Le film que les Cahiers du cinéma ont élu meilleur de 2024 arrive au cinéma, dans lequel le réalisateur français mélange les références et les genres de manière sournoise et surprenante. La critique de L'Homme dans les bois de Federico Gironi.
C'est un peu le Théorème De Guiraudieet de nos jours, ceci L'homme dans les boisun titre italien attaché un peu au hasard et un peu incorrectement à un film qui sonne bien dans sa version originale Miséricorde.
Guiraudie, c'est un peu Pasolini donc, mais sans l'iconoclasme anti-bourgeois, et sans tensions mystiques. En plus, beaucoup d'humour sardonique, également noir. C'est peut-être pour ça que ça me l'a rappelé aussi La conspiration des innocentsainsi que – Il va sans dire – certains cinémas de Claude Chabrol.
Jérémie rentre chez lui, dans un petit village de montagne près de Toulouse, et il se passe toutes sortes de choses. A l'occasion des funérailles (d'un boulanger dont Jérémie s'avère être amoureux), il profite de l'hospitalité et se place chez la veuve. Avec le fils du mort, ami d'enfance, commencent immédiatement des escarmouches physiques, en partie ludiques et en partie non, qui cachent une nette tension homoérotique. Et puis Jérémie taquine, délibérément ou indirectement, un autre vieil ami et même le curé du quartier.
En rond, quelqu'un meurt et est enterré dans les bois. Dans les bois où tout le monde, y compris Jérémie, va cultiver des champignons : ils cherchent des cèpes, ils trouvent des morilles. Des morilles qui poussent juste à côté du cadavre fraîchement enterré, et qui finiront sur la table de ces personnages.
Sur le papier, tout peut paraître linéaire, voire simple, voire évident. Vaguement théâtral, avec ces quatre ou cinq personnages qui tournent toujours les uns autour des autres, et qui semblent être des figures si typiques (ou archétypales). Juste ça Guiraudie est un metteur en scène très non linéaire, et au sein d'une structure visuellement presque naturaliste, il fait bouger des personnages capables de déplacements clairs et de décisions surprenantes, sans jamais vouloir étonner, mais seulement montrer. Et même un peu de taquinerie.

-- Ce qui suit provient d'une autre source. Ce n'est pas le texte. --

PR #1438, opened 2021-01-27
Fix d2l-icon border radius in w2d list items

bearfriend:
https://rally1.rallydev.com/#/357251704080/custom/367300408400?detail=%2Fdefect%2F482557191752&fdp=true?fdp=true

### DIFF
--- a/components/d2l-work-to-do/d2l-work-to-do-activity-list-item-basic.js
+++ b/components/d2l-work-to-do/d2l-work-to-do-activity-list-item-basic.js
@@ -50,8 +50,8 @@ class ActivityListItemBasic extends ListItemLinkMixin(SkeletonMixin(EntityMixinL
 					display: none;
 				}
 				.d2l-activity-icon-container {
+					border-radius: 0 !important;
 					padding-top: 0.2rem;
-					border-radius: 0px !important;
 				}
 				:host([skeleton]) .d2l-activity-icon-container {
 					height: 1.3rem;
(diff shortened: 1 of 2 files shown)


components/d2l-work-to-do/d2l-work-to-do-activity-list-item-basic.js
```diff
@@ -51,6 +51,7 @@ class ActivityListItemBasic extends ListItemLinkMixin(SkeletonMixin(EntityMixinL
 				}
 				.d2l-activity-icon-container {
 					padding-top: 0.2rem;
+					border-radius: 0px !important;
```
mbardakovD2L, line 54: I'm a little concerned about the `!important` here - I'm assuming there's a border-radius property somewhere else that's interfering? do we know where from?

bearfriend: Sorry should have included this:
https://d2l.slack.com/archives/C0PHG3QB0/p1611759514022800

Also discussed with Maya further separately and we'll add `!important` here for now but she's going to probably add specific CSS for icons to the list item.

mbardakovD2L: okay - as long as we note somewhere to revisit this when we can then I'm happy with it

mbardakovD2L (approved):

mbardakovD2L (approved):

PR #1439, opened 2021-01-27
fix: DE42230: Hide org info for courses in W2D

JasperAtD2L:
https://rally1.rallydev.com/#/357251704080d/custom/367300408400?detail=%2Fdefect%2F486936639864&fdp=true?fdp=true

Added this logic to the basic item, but forgot to add it to the detailed item.


bearfriend (approved):
©️

PR #1443, opened 2021-01-28
Clean up w2d styles and actionHref logic

bearfriend:
Somewhat dependent on https://github.com/BrightspaceUI/core/pull/1076

Refactors the way links and icons are styled, `actionHref` is set, and restores the link background color on hover.

PR #1444, opened 2021-01-28
fix: DE42230: Add follow rel path to list-item-detailed

surags:
https://rally1.rallydev.com/#/357251704080d/custom/367300408400?detail=%2Fdefect%2F486936639864&fdp=true&fdp=true?fdp=true

### DIFF
--- a/components/d2l-work-to-do/d2l-work-to-do-activity-list-item-detailed.js
+++ b/components/d2l-work-to-do/d2l-work-to-do-activity-list-item-detailed.js
@@ -365,7 +365,7 @@ class ActivityListItemDetailed extends ListItemLinkMixin(SkeletonMixin(EntityMix
 						&& this._activity.getLinkByRel(this._activityProperties.linkRel)
 					) || this._activity.getLinkByRel('alternate');
 
-					this.actionHref = (this._started && (this.evaluateAllHref || (link && link.href))) || null;
+					this.actionHref = (this._started && (link && link.href)) || null;
 				}
 			}
 		}
--- a/components/d2l-work-to-do/d2l-work-to-do-activity-list-item-detailed.js
+++ b/components/d2l-work-to-do/d2l-work-to-do-activity-list-item-detailed.js
@@ -352,24 +352,45 @@ class ActivityListItemDetailed extends ListItemLinkMixin(SkeletonMixin(EntityMix
 		for (const allowed in ActivityAllowList) {
 			if (entity.hasClass(ActivityAllowList[allowed].class)) {
 				this._activityProperties = ActivityAllowList[allowed];
-				const source = (
-					entity.hasLinkByRel(ActivityAllowList[allowed].rel)
-					&& entity.getLinkByRel(ActivityAllowList[allowed].rel)
-					|| {}).href;
-				if (source) {
-					await fetchEntity(source, this.token)
-						.then((sirenEntity) => {
-							if (sirenEntity) {
-								this._activity = sirenEntity;
-								const link = sirenEntity.getLinkByRel('alternate');
-								this.actionHref = (this._started && link && link.href) || null;
-							}
-						});
-				}
+				const relList = [].concat(this._activityProperties.rel);
 
-				break;
+				const foundEntity = await this._followRelPath(relList, entity);
+
+				if (foundEntity) {
+					this._activity = foundEntity;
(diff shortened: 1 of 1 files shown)


components/d2l-work-to-do/d2l-work-to-do-activity-list-item-detailed.js
```diff
@@ -374,24 +357,47 @@ class ActivityListItemDetailed extends ListItemLinkMixin(SkeletonMixin(EntityMix
...
+					this._activity = foundEntity;
+
+					const link = (
+						this._activityProperties
+						&& this._activityProperties.linkRel
+						&& this._activity.getLinkByRel(this._activityProperties.linkRel)
+					) || this._activity.getLinkByRel('alternate');
 
-				break;
+					this.actionHref = (this._started && (this.evaluateAllHref || (link && link.href))) || null;
```
bearfriend, line 373: Only thing is there is no `evaluateAllHref` in the detailed view, so:
`(this._started && link && link.href) || null;` I think?

components/d2l-work-to-do/d2l-work-to-do-activity-list-item-detailed.js
```diff
@@ -374,24 +357,47 @@ class ActivityListItemDetailed extends ListItemLinkMixin(SkeletonMixin(EntityMix
...
-					|| {}).href;
-				if (source) {
-					await fetchEntity(source, this.token)
-						.then((sirenEntity) => {
-							if (sirenEntity) {
-								this._activity = sirenEntity;
-							}
-						});
-				}
+				const relList = [].concat(this._activityProperties.rel);
```
mbardakovD2L, line 360: probably a dumb question but I feel obligated to ask - do we know for sure that the rels we need to dig through are going to be in the right order?

components/d2l-work-to-do/d2l-work-to-do-activity-list-item-detailed.js
surags: 🤦‍♂️

components/d2l-work-to-do/d2l-work-to-do-activity-list-item-detailed.js
surags: The relList is defined [here](https://github.com/BrightspaceHypermediaComponents/activities/blob/854bbe1ce5a77387633dd0ef4d9120d302212348/components/d2l-work-to-do/env/index.js#L47) so the order will always be known.

components/d2l-work-to-do/d2l-work-to-do-activity-list-item-detailed.js
```diff
@@ -374,24 +357,47 @@ class ActivityListItemDetailed extends ListItemLinkMixin(SkeletonMixin(EntityMix
...
+
+				const foundEntity = await this._followRelPath(relList, entity);
+
+				if (foundEntity) {
+					this._activity = foundEntity;
+
+					const link = (
```
JasperAtD2L, line 367: Should leave this as a getter/setter, to be consistent with the basic component. These 2 components really should've extended from each other.

JasperAtD2L: Oh I see you are basing of Danny's PR: https://github.com/BrightspaceHypermediaComponents/activities/pull/1443

bearfriend: Yeah working on getting that merged right now so we can clear this chain of dependent PRs.

components/d2l-work-to-do/d2l-work-to-do-activity-list-item-detailed.js
```diff
@@ -374,24 +357,47 @@ class ActivityListItemDetailed extends ListItemLinkMixin(SkeletonMixin(EntityMix
...
+						this._activityProperties
+						&& this._activityProperties.linkRel
+						&& this._activity.getLinkByRel(this._activityProperties.linkRel)
+					) || this._activity.getLinkByRel('alternate');
 
-				break;
```
JasperAtD2L, line 390: Keep the break, as we don't have to go through the rest of the allowed list.

JasperAtD2L (approved):

PR #1445, opened 2021-01-28
Abbreviate months when header is too narrow

bearfriend:
I used `resizeObserver` to listen to size changes on the list header and show long or short month names accordingly. I did not use the [polyfill](https://www.npmjs.com/package/resize-observer-polyfill) as it was not already part of the repo and this is not critical functionality. This means it will not work in legacy Edge and Firefox on Android only. Tested in Chrome, Edge (Chromium), and Firefox and seems to work fine. Safari should be tested, though any failure should fall back to existing long month names.

It's possible that doing calculations on the width to convert to `rem` would be beneficial, though I did not see any evidence of this in my tests.

### DIFF
--- a/components/d2l-work-to-do/d2l-work-to-do-activity-list-header.js
+++ b/components/d2l-work-to-do/d2l-work-to-do-activity-list-header.js
@@ -9,6 +9,17 @@ import { formatDate } from '@brightspace-ui/intl/lib/dateTime';
 import { LocalizeWorkToDoMixin } from './localization';
 import { SkeletonMixin } from '@brightspace-ui/core/components/skeleton/skeleton-mixin';
 
+const ro = new ResizeObserver(entries => {
+	entries.forEach(entry => {
+		const observerSize = entry && ((entry.contentBoxSize && entry.contentBoxSize[0]) || entry.contentBoxSize || entry.contentRect);
+		const width = observerSize && observerSize.width || observerSize.inlineSize;
+
+		if (entry && entry.target && entry.target.resizedCallback && width) {
+			entry.target.resizedCallback(width);
+		}
+	});
+});
+
 /**
  * Provides Title and Count for associated activity usage list
  */
@@ -93,6 +104,16 @@ class ActivityListHeader extends SkeletonMixin(LocalizeWorkToDoMixin(LitElement)
 		this.isOverdue = false;
 	}
 
+	connectedCallback() {
+		super.connectedCallback();
+		ro.observe(this);
+	}
+
+	disconnectedCallback() {
+		super.disconnectedCallback();
+		ro.unobserve(this);
+	}
+
 	render() {
 		const containerClasses = {
 			'd2l-activity-list-header-basic': !this.fullscreen,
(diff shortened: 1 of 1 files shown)


components/d2l-work-to-do/d2l-work-to-do-activity-list-header.js
```diff
@@ -9,6 +9,17 @@ import { formatDate } from '@brightspace-ui/intl/lib/dateTime';
 import { LocalizeWorkToDoMixin } from './localization';
 import { SkeletonMixin } from '@brightspace-ui/core/components/skeleton/skeleton-mixin';
 
+const ro = new ResizeObserver(entries => {
+	entries.forEach(entry => {
+		const i = entry && ((entry.contentBoxSize && entry.contentBoxSize[0]) || entry.contentBoxSize || entry.contentRect);
```
JasperAtD2L, line 14: `contentSize` ? instead of `i`.

JasperAtD2L:
> It's possible that doing calculations on the width to convert to rem would be beneficial, though I did not see any evidence of this in my tests.

I'm guessing you tried this on your high DPI screen for both Chrome and Safari.

components/d2l-work-to-do/d2l-work-to-do-activity-list-header.js
bearfriend: Yeah to be honest I kind of forgot what exactly that object was and I didn't feel like restarting the environment and setting breakpoints. 🤷 

I'll stop being lazy and check.

bearfriend:
> I'm guessing you tried this on your high DPI screen for both Chrome and Safari.
BSI was not working in Safari (I probably need to run the demo page), but I did test in Chrome and emulated different devices/dpi/resolutions and it all seemed fine.

JasperAtD2L:
> BSI was not working in Safari (I probably need to run the demo page), but I did test in Chrome and emulated different devices/dpi/resolutions and it all seemed fine.

👍 I'll double check on my windows high DPI display once merged too.

components/d2l-work-to-do/d2l-work-to-do-activity-list-header.js
```diff
@@ -9,6 +9,17 @@ import { formatDate } from '@brightspace-ui/intl/lib/dateTime';
...
+		const width = i && i.width || i.inlineSize;
```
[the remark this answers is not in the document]
bearfriend: That's a good question, I think doing it this generic way leaves it open to observe other elements as well, but this is a really simple component so maybe not worth it. I'll take a look.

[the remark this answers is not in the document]
bearfriend: Ahhh, ok so because this single instance of `ResizeObserver` is created outside the class it handles all instances of the header component so the `entries` correspond to however many header elements are on the page.

components/d2l-work-to-do/d2l-work-to-do-activity-list-header.js
bearfriend: It's a `ResizeObserverSize` object, so I went with `observerSize`.

JasperAtD2L (approved):

bearfriend:
Safari tested ✅

JasperAtD2L (approved):

JasperAtD2L:
New Edge tested on windows high DPI ✅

Le cadre rural permet d’aller droit au but, d’arriver sur la scène déjà dépouillée de bien des superstructures : ce qui reste à enlever, froisser, subvertir, c'est le bon sens de la (présumée) morale. Sans fanfare ni gestes théâtraux : juste avec la progression naturelle des choses, du désir, de l'existence. De la vie et même de la mort.
Guiraudie il semble toujours dire, et faire réfléchir ses personnages, « oups, c'est comme ça que ça s'est passé ». Il semble démonter pièce par pièce la grandeur architecturale du drame moral pour arriver à une simplicité sans fioritures, clownesque et pointue. Sans arrogance, sans se mettre au fauteuil, mais avec beaucoup de légèreté et un humour dérouté et moqueur.
Jérémie, presque un Ripley malgré elleva vers une sorte d’absolution miraculeuse et miséricordieuse, au nom de l’amour. La vie et le désir continuent comme toujours, quels que soient les trébuchements et les difficultés.
Le cinéma se dépouille de toute prétention formelle, de toute ostentation verbale, pour se mouvoir librement, faire et raconter ce qu'il veut, défiant le chaos. Libre aussi de raconter une histoire qui semble peut-être rester ouverte, qui se perd dans les ruisseaux, mais qui est absorbée par un terrain qui devient fertile, pour demain, de ce qui reste des personnages, des événements, de leur liberté sans précédent.